Once “YELLOW” and I fell deeply and irrevocably in love, we both knew race and culture would always be issues for our family. We would need to learn to talk about something that most of us have agreed not to talk about. Or suffer the consequences of awkward, uncomfortable silence. We had to learn to share words that could help us understand that we were both people of color, but only one of us was White. And how much baggage that one five-letter word would have for both of us. White. We would need to learn to find a voice for sharing what we each were feeling, hoping that the other would empathize with our perspective. Even though the very word "White" would often make one of us an "us" and the other a "them". We would have to learn to deal with color in ways that made most of our friends and family uncomfortable. And us too.

One day we will no longer deal with the words White and Color in this way. White and Black. White and Brown. Light Brown and Dark Brown. One day we will also see our shades of skin as a beautiful spectrum. But that day is not today. Today we are aware that he is not really White. Our child. And he is not really Brown. So we call him Mocha. At least until that other day comes. And we have better words for such things.

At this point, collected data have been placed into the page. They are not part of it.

PR #173, opened 2021-04-28
Edit and Sell in AppBar

### LINKED ISSUE #156: Edit and Sell from Item Detail
As a Seller, I want to have a centralized view per item where I can edit and mark the item as sold.

### LINKED ISSUE #167: Move Edit Button in Detailed Item Fragment

### LINKED ISSUE #168: Move Sell Button in Top Right Menu in Detailed Item Fragment

bafavre:
Fixes #167 
Fixes #168 
Fixes #156 

Now the ugly buttons from the item list have been removed and replaced by Icons on the AppBar in the detailed view fragment.

### DIFF
--- a/app/src/androidTest/java/com/example/sharingang/SellItemFragmentTest.kt
+++ b/app/src/androidTest/java/com/example/sharingang/SellItemFragmentTest.kt
@@ -3,6 +3,7 @@ package com.example.sharingang
 import androidx.test.espresso.Espresso.onView
 import androidx.test.espresso.action.ViewActions
 import androidx.test.espresso.assertion.ViewAssertions
+import androidx.test.espresso.assertion.ViewAssertions.matches
 import androidx.test.espresso.matcher.ViewMatchers
 import androidx.test.ext.junit.rules.ActivityScenarioRule
 import androidx.test.ext.junit.runners.AndroidJUnit4
@@ -38,10 +39,10 @@ class SellItemFragmentTest {
         buttonCreate.check(ViewAssertions.matches(ViewMatchers.withText("Create Item")))
         buttonCreate.perform(ViewActions.click())
 
-        onView(ViewMatchers.withText("Sell")).perform(ViewActions.click())
-        // Wait for RecyclerView to remove old button
-        Thread.sleep(1000)
-        onView(ViewMatchers.withId(R.id.item_list_view_sell_button))
-            .check(ViewAssertions.matches(ViewMatchers.withText("Resell")))
+        onView(ViewMatchers.withId(R.id.item_list_view_title)).perform(ViewActions.click())
+
+        onView(ViewMatchers.withId(R.id.menuSell)).perform(ViewActions.click())
+
+        onView(ViewMatchers.withId(R.id.menuResell)).check(matches(ViewMatchers.isDisplayed()))
     }
 }
--- a/app/src/androidTest/java/com/example/sharingang/SellItemFragmentTest.kt
+++ b/app/src/androidTest/java/com/example/sharingang/SellItemFragmentTest.kt
@@ -2,9 +2,8 @@ package com.example.sharingang
 
 import androidx.test.espresso.Espresso.onView
 import androidx.test.espresso.action.ViewActions
-import androidx.test.espresso.assertion.ViewAssertions
-import androidx.test.espresso.assertion.ViewAssertions.matches
-import androidx.test.espresso.matcher.ViewMatchers
+import androidx.test.espresso.assertion.ViewAssertions.*
+import androidx.test.espresso.matcher.ViewMatchers.*
 import androidx.test.ext.junit.rules.ActivityScenarioRule
 import androidx.test.ext.junit.runners.AndroidJUnit4
 import dagger.hilt.android.testing.HiltAndroidRule
@@ -29,20 +28,20 @@ class SellItemFragmentTest {
     @Test
     fun anItemCanBeEditedAndSeenOnItemsListFragment() {
         navigate_to(R.id.newEditFragment)
-        onView(ViewMatchers.withId(R.id.newItemPrompt))
-            .check(ViewAssertions.matches(ViewMatchers.withText("New Item")))
-        onView(ViewMatchers.withId(R.id.itemTitle)).perform(
+        onView(withId(R.id.newItemPrompt))
+            .check(matches(withText("New Item")))
+        onView(withId(R.id.itemTitle)).perform(
             ViewActions.typeText(itemTitle),
             ViewActions.closeSoftKeyboard()
         )
-        val buttonCreate = onView(ViewMatchers.withId(R.id.createItemButton))
-        buttonCreate.check(ViewAssertions.matches(ViewMatchers.withText("Create Item")))
+        val buttonCreate = onView(withId(R.id.createItemButton))
+        buttonCreate.check(matches(withText("Create Item")))
         buttonCreate.perform(ViewActions.click())
 
-        onView(ViewMatchers.withId(R.id.item_list_view_title)).perform(ViewActions.click())
+        onView(withId(R.id.item_list_view_title)).perform(ViewActions.click())
 
-        onView(ViewMatchers.withId(R.id.menuSell)).perform(ViewActions.click())
+        onView(withId(R.id.menuSell)).perform(ViewActions.click())
 
-        onView(ViewMatchers.withId(R.id.menuResell)).check(matches(ViewMatchers.isDisplayed()))
+        onView(withId(R.id.menuResell)).check(matches(isDisplayed()))
     }
 }
--- a/app/src/androidTest/java/com/example/sharingang/WishlistViewTest.kt
+++ b/app/src/androidTest/java/com/example/sharingang/WishlistViewTest.kt
@@ -52,7 +52,7 @@ class WishlistViewTest {
         onView(withId(R.id.addToWishlist)).check(matches(withText(R.string.remove_wishlist)))
         onView(withId(R.id.addToWishlist)).perform(click())
         onView(isRoot()).perform(pressBack())
-
+        Thread.sleep(1000)
         onView(withText(secondItem)).check(matches(isDisplayed()))
     }
 
--- a/app/src/main/java/com/example/sharingang/DetailedItemFragment.kt
+++ b/app/src/main/java/com/example/sharingang/DetailedItemFragment.kt
@@ -157,7 +157,6 @@ class DetailedItemFragment : Fragment() {
             else View.GONE
             binding.ratingVisibility = visibility
         })
-
         binding.ratingButton.setOnClickListener {
             val selectedOption: Int = binding.radioGroup1.checkedRadioButtonId
             if (selectedOption != -1) {
--- a/app/src/main/java/com/example/sharingang/DetailedItemFragment.kt
+++ b/app/src/main/java/com/example/sharingang/DetailedItemFragment.kt
@@ -3,9 +3,7 @@ package com.example.sharingang
 import android.content.Intent
 import android.net.Uri
 import android.os.Bundle
-import android.view.LayoutInflater
-import android.view.View
-import android.view.ViewGroup
+import android.view.*
 import androidx.databinding.DataBindingUtil
 import androidx.fragment.app.Fragment
 import androidx.fragment.app.viewModels
@@ -32,11 +30,13 @@ class DetailedItemFragment : Fragment() {
     private val viewModel: UserProfileViewModel by viewModels()
     private val itemViewModel: ItemsViewModel by viewModels()
     private lateinit var binding: FragmentDetailedItemBinding
+    private var soldStatus: Boolean = false
 
     private lateinit var observer: ImageAccess
 
     override fun onCreate(savedInstanceState: Bundle?) {
         super.onCreate(savedInstanceState)
+        setHasOptionsMenu(true)
         observer = ImageAccess(requireActivity())
         lifecycle.addObserver(observer)
     }
@@ -46,7 +46,7 @@ class DetailedItemFragment : Fragment() {
         savedInstanceState: Bundle?
     ): View {
         binding = DataBindingUtil.inflate(inflater, R.layout.fragment_detailed_item, container, false)
-
+        soldStatus = args.item.sold
         binding.item = args.item
         observer.setupImageView(binding.detailedItemImage)
         args.item.imageUri?.let {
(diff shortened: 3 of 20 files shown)


app/src/androidTest/java/com/example/sharingang/SellItemFragmentTest.kt
```diff
@@ -38,10 +39,10 @@ class SellItemFragmentTest {
...
-        onView(ViewMatchers.withText("Sell")).perform(ViewActions.click())
-        // Wait for RecyclerView to remove old button
-        Thread.sleep(1000)
-        onView(ViewMatchers.withId(R.id.item_list_view_sell_button))
-            .check(ViewAssertions.matches(ViewMatchers.withText("Resell")))
+        onView(ViewMatchers.withId(R.id.item_list_view_title)).perform(ViewActions.click())
+
+        onView(ViewMatchers.withId(R.id.menuSell)).perform(ViewActions.click())
+
+        onView(ViewMatchers.withId(R.id.menuResell)).check(matches(ViewMatchers.isDisplayed()))
```
cronokirby, line 46: We should probably change this code to either always use qualified imports (e.g. `ViewAssertions.matches`) or to just import `ViewAssertions.*`, and use `matches`. (I'd prefer the latter, but it doesn't really matter; consistency is more important).

app/src/androidTest/java/com/example/sharingang/WishlistViewTest.kt
```diff
@@ -52,7 +52,7 @@ class WishlistViewTest {
         onView(withId(R.id.addToWishlist)).check(matches(withText(R.string.remove_wishlist)))
         onView(withId(R.id.addToWishlist)).perform(click())
         onView(isRoot()).perform(pressBack())
-
+        Thread.sleep(1000)
```
cronokirby, line 55: Why is this necessary?

app/src/main/java/com/example/sharingang/DetailedItemFragment.kt
```diff
@@ -46,8 +52,8 @@ class DetailedItemFragment : Fragment() {
         savedInstanceState: Bundle?
     ): View {
         binding = DataBindingUtil.inflate(inflater, R.layout.fragment_detailed_item, container, false)
-
-        binding.item = args.item
+        getItem()
+        //binding.item = args.item
```
cronokirby, line 56:
```suggestion
```
Let's just remove this comment

app/src/main/java/com/example/sharingang/DetailedItemFragment.kt
```diff
@@ -29,14 +31,18 @@ class DetailedItemFragment : Fragment() {
     private val args: DetailedItemFragmentArgs by navArgs()
     @Inject
     lateinit var currentUserProvider: CurrentUserProvider
+    @Inject
+    lateinit var itemRepository: ItemRepository
     private val viewModel: UserProfileViewModel by viewModels()
     private val itemViewModel: ItemsViewModel by viewModels()
     private lateinit var binding: FragmentDetailedItemBinding
+    private var item: Item? = null
```
cronokirby, line 39: This works, but if the fragment gets reset, because you turn the device, then this gets destroyed. Using part of the ViewModel is really what we should be doing instead.

app/src/main/java/com/example/sharingang/DetailedItemFragment.kt
```diff
@@ -73,6 +79,62 @@ class DetailedItemFragment : Fragment() {
...
+        super.onPrepareOptionsMenu(menu)
+        val sell = menu.findItem(R.id.menuSell)
+        val resell = menu.findItem(R.id.menuResell)
+        if (!args.item.userId.equals(currentUserProvider.getCurrentUserId())) {
+            menu.findItem(R.id.menuEdit).isVisible = false
+            sell.isVisible = false
+            resell.isVisible = false
+        } else {
+            sell.isVisible = !(item?.sold ?: args.item.sold)
+            resell.isVisible = item?.sold ?: args.item.sold
```
cronokirby, line 97:
```suggestion
            resell.isVisible = item?.sold ?: args.item.sold
            sell.isVisible = !resell.isVisible
```

How about this, to avoid repeating the logic?

app/src/main/java/com/example/sharingang/DetailedItemFragment.kt
```diff
@@ -73,6 +79,62 @@ class DetailedItemFragment : Fragment() {
...
+            R.id.menuSell -> {
+                updateSold()
+                true
+            }
+            R.id.menuResell -> {
+                updateSold()
+                true
+            }
+            else -> super.onOptionsItemSelected(item)
+        }
```
cronokirby, line 118: Good use of when btw! Note that you can put multiple conditions, to trigger the block if any of them is true:
```suggestion
        return when (item.itemId) {
            R.id.menuEdit -> {
                view?.findNavController()?.navigate(
                    DetailedItemFragmentDirections.actionDetailedItemFragmentToNewEditFragment(args.item)
                )
                true
            }
            R.id.menuSell, R.id.menuResell -> {
                updateSold()
                true
            }
            else -> super.onOptionsItemSelected(item)
        }
```

app/src/main/java/com/example/sharingang/DetailedItemFragment.kt
```diff
@@ -73,6 +79,62 @@ class DetailedItemFragment : Fragment() {
...
+
+    private fun getItem() {
+        lifecycleScope.launch(Dispatchers.IO) {
+            item = itemRepository.get(args.item.id!!)
+            lifecycleScope.launch(Dispatchers.Main) {
+                binding.item = item
+                activity?.invalidateOptionsMenu()
+            }
+        }
+    }
```
cronokirby, line 136: Is this ever used outside of a coroutine scope (like it is in `updateSold`). If so, consider just making this `private suspend fun getItem()`, and then just calling it directly inside of `updateSold`, to avoid needlessly launching an additional scope

app/src/main/java/com/example/sharingang/DetailedItemFragment.kt
```diff
@@ -81,7 +143,7 @@ class DetailedItemFragment : Fragment() {
             binding.addToWishlist.setOnClickListener { updateWishlist(binding) }
             viewModel.wishlistContains(args.item)
         }else{
```
cronokirby, line 145: This file looks unformatted :P

app/src/main/java/com/example/sharingang/items/ItemsAdapter.kt
```diff
@@ -53,11 +50,11 @@ class ItemsDiffCallback : DiffUtil.ItemCallback<Item>() {
 
 // Replace the description with its ID once the database is set
 class ItemListener(
-    val onEditListener: (item: Item) -> Unit,
+    //val onEditListener: (item: Item) -> Unit,
```
cronokirby, line 53: We should remove all of these comments, no?

app/src/main/java/com/example/sharingang/items/ItemsAdapter.kt
```diff
@@ -28,7 +25,7 @@ class ItemsAdapter(private val clickListener: ItemListener, private val userId:
             binding.itemListViewTitle.text = item.title
             binding.item = item
             binding.clickListener = clickListener
-            binding.isVisible = item.userId?.equals(userId) ?: false
+            //binding.isVisible = item.userId?.equals(userId) ?: false
```
cronokirby, line 28: Remove this comment?

cronokirby: (well, the commented out code)

app/src/main/res/drawable/ic_baseline_money_off_white_24.xml
```diff
@@ -0,0 +1,5 @@
+<vector android:height="24dp" android:tint="#FFFFFF"
+    android:viewportHeight="24" android:viewportWidth="24"
+    android:width="24dp" xmlns:android="http://schemas.android.com/apk/res/android">
+    <path android:fillColor="@android:color/white" android:pathData="M12.5,6.9c1.78,0 2.44,0.85 2.5,2.1h2.21c-0.07,-1.72 -1.12,-3.3 -3.21,-3.81V3h-3v2.16c-0.53,0.12 -1.03,0.3 -1.48,0.54l1.47,1.47c0.41,-0.17 0.91,-0.27 1.51,-0.27zM5.33,4.06L4.06,5.33 7.5,8.77c0,2.08 1.56,3.21 3.91,3.91l3.51,3.51c-0.34,0.48 -1.05,0.91 -2.42,0.91 -2.06,0 -2.87,-0.92 -2.98,-2.1h-2.2c0.12,2.19 1.76,3.42 3.68,3.83V21h3v-2.15c0.96,-0.18 1.82,-0.55 2.45,-1.12l2.22,2.22 1.27,-1.27L5.33,4.06z"/>
```
cronokirby, line 4: I think it should be -1.13l2.23 instead of -1.12l2.22
```
























```
Just kidding 8^)

cronokirby (approved):
Just a few minor improvements to be made, logic seems pretty good otherwise, besides the `var item: Item?` which looks fishy to me

cronokirby (changes requested):
Uh, see my previous review, I uh, selected the wrong option last time :M

app/src/androidTest/java/com/example/sharingang/WishlistViewTest.kt
bafavre: For some reason when removing the buttons, when the list was updating, it would find 2 items with the same id/text and the test would crash. I'm just waiting for the list to update before continuing.

app/src/main/java/com/example/sharingang/DetailedItemFragment.kt
bafavre: Good catch!

app/src/androidTest/java/com/example/sharingang/WishlistViewTest.kt
cronokirby: Interesting; gotta do what you gotta do

app/src/main/java/com/example/sharingang/DetailedItemFragment.kt
bafavre: It was not possible to use the viewmodel here, I was getting errors in the coroutine call mentioning "addObserver" for some reason.

app/src/main/java/com/example/sharingang/DetailedItemFragment.kt
bafavre: Sure good idea!

app/src/main/java/com/example/sharingang/DetailedItemFragment.kt
bafavre: Oh nice, didn't know about that!

app/src/main/java/com/example/sharingang/DetailedItemFragment.kt
bafavre: Yeah that's a good point, I'll see if it works that way because it's indeed better.

app/src/main/java/com/example/sharingang/items/ItemsAdapter.kt
bafavre: My bad, I forgot to remove it apparently.

app/src/main/java/com/example/sharingang/DetailedItemFragment.kt
bafavre: It is called directly in onCreateView, so outside a coroutine scope.

cronokirby: F

app/src/main/java/com/example/sharingang/DetailedItemFragment.kt
bafavre: But when the screen is rotated, on create is called again and it gets the item once again.

cronokirby: Ah ok, that works out then

app/src/main/java/com/example/sharingang/DetailedItemFragment.kt
```diff
@@ -73,32 +82,84 @@ class DetailedItemFragment : Fragment() {
...
+
+    private fun updateSold() {
+        lifecycleScope.launch(Dispatchers.IO) {
+            itemViewModel.sellItem(item)
+            getItem()
+        }
+    }
+
+    private fun getItem() {
+        Log.d("SELL_STATUS", "nice")
```
betrisey, line 128: Maybe loadItem would be a better name, getItem looks like a getter that should return the item.
Also there is a nice debug log 😆

betrisey (approved):
Nice feature and very good implementation :)

I haven't found any other issue

app/src/main/java/com/example/sharingang/DetailedItemFragment.kt
bafavre: Whoops, my bad 😆

app/src/main/java/com/example/sharingang/DetailedItemFragment.kt
```diff
@@ -73,32 +81,83 @@ class DetailedItemFragment : Fragment() {
...
+                view?.findNavController()?.navigate(
+                    DetailedItemFragmentDirections.actionDetailedItemFragmentToNewEditFragment(args.item)
+                )
+                true
+            }
+            R.id.menuSell, R.id.menuResell -> {
+                updateSold()
+                true
+            }
+            else -> super.onOptionsItemSelected(item)
```
cronokirby, line 115: noice

app/src/main/java/com/example/sharingang/DetailedItemFragment.kt
```diff
@@ -73,32 +81,83 @@ class DetailedItemFragment : Fragment() {
...
+        super.onPrepareOptionsMenu(menu)
+        val sell = menu.findItem(R.id.menuSell)
+        val resell = menu.findItem(R.id.menuResell)
+        if (!args.item.userId.equals(currentUserProvider.getCurrentUserId())) {
+            menu.findItem(R.id.menuEdit).isVisible = false
+            sell.isVisible = false
+            resell.isVisible = false
+        } else {
+            resell.isVisible = item?.sold ?: args.item.sold
+            sell.isVisible = !resell.isVisible
```
cronokirby, line 99: noice

cronokirby (approved):
noice

PR #175, opened 2021-04-28
Loading spinner and save status for edit/add item

betrisey:
I added a progress bar on top and it displays a snakebar at the end.
Using the Firebase emulator locally, the saving happens a bit too fast to see but it will be more useful when we'll save the images on the remote server.

At the same time, I updated the ItemRepository to merge the `add` and `update` into a single `set` function.

https://user-images.githubusercontent.com/1939395/116434042-59a58c80-a84a-11eb-8207-33a73f76d6c3.mp4


bafavre (approved):
Very good addition, well done! :)

lumapools (approved):
Awesome!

FIFTH: We call him Mocha because he gives us such great delight in the way he says the word.

Since acquiring language is such a labor of love for him, the way he pronounces many words is very unique. And Mocha is an excellent example. We are just so overjoyed that he has learned to speak at all. Every new word brings us great joy. We hope and long for the day when he will be able to use words with less effort … spoken … written … or digitized. We hope and long for a day when we won’t have to guess or anticipate so much what he is saying … or asking … or reporting. But today we delight in how far he has come in a few short cycles.

SIXTH: We call him Mocha because Autism is scary.

After more than seven cycles of dealing with Autism almost every hour of every single day ... including many mostly sleepless nights ... we don't even begin to understand what this word really means. Then again, we don't really know what Mocha means either. The ingREDients. The components. The causes. The cures. Just that it is sweet. And enjoyable.

So this mysterious word reminds us much more of our son than that other mysterious word. Now you might call that denial. And you might very well be right. But we simply love the way he says, "I - want - more - Mocha - please." So sweet. So enjoyable. Not scary at all.

So we invite you to meet Mocha. Our son. Our beloved. And love him. Too.